- Born: Mexico City, Mexico
- Occupation: Independent documentary film director

= Adolfo Doring =

American filmmaker

Adolfo Doring is an American documentary filmmaker and director of music videos.

==Video career==
Doring came to New York City in the mid-eighties to study sociology at Columbia University, then interned for rock and roll photographer Joel Brodsky. Doring began his film career in middle school when he started using Super 8 film to make small documentaries as a way to avoid term papers. The combination of his photographic skills and well-developed understanding of cinematic language led him to an early career in cinematography. Doring was director of photography for music videos of Pearl Jam, Alice in Chains, Republic of Loose, Screaming Trees, and Stone Temple Pilots, while also flying back east to work in the hip hop world (Public Enemy, LL Cool J, Nas, Redman).

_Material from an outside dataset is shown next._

PR #4297, opened 2026-05-11
ci: add postmarketOS to integration testing

craftyguy:
apk-tools isn't packaged in Ubuntu, so the scope of testing is limited quite a bit to only a handful of distros/tools trees that have apk available. This also means we're not able to test building images for other distros in a pmOS tools tree since the base distro is... 🥁... Ubuntu and it's unable to build a pmOS tools tree because it doesn't have apk-tools.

Doring's first directing job for Atlantic Records was for heavy metal group Testament. It led to directing music videos for artists including Sting, Savage Garden, Bon Jovi, Vanessa Mae, Hootie and the Blowfish, Gin Blossoms, The Dixie Chicks, Diana Krall and Del Amitri among others. In 1994 Doring won an MTV Video Music Award for the Hootie and the Blowfish single, "Hold My Hand", and directed the video for the band's next single, "Let Her Cry", which was that year's most played video. He was nominated by the MVPA for Best Country Video for The Dixie Chicks' "You Were Mine".

==Film==

Doring's work in documentary films began with the documentary Karaoke Man (2003), followed by The Trial of the St. Patrick's Four (2006) and Got Stem Cells? (2007), and Blind Spot (2008).

Doring's narrative feature film work began with Metro (2005) which was premiered at the 2006 Tribeca Film Festival. Thinly Veiled, his second narrative feature, has been reviewed with adjectives such as "transformative," "disturbing," "compelling," "twisted," and "fantastic."

===Blind Spot===

Doring wrote and directed the documentary film Blind Spot, about the current oil and energy crisis. It explores the subject of peak oil and its implications for the future of civilization. It includes interviews with sociologist William R Catton, evolutionary biologist Jason Bradford, environmental analyst Lester Brown, NASA's James E. Hansen, author Bill McKibben, physicist Albert Allen Bartlett, and others.

The film was shown in 2008 at the Woodstock Film Festival, London Independent Film Festival, and European Film Festival Moscow.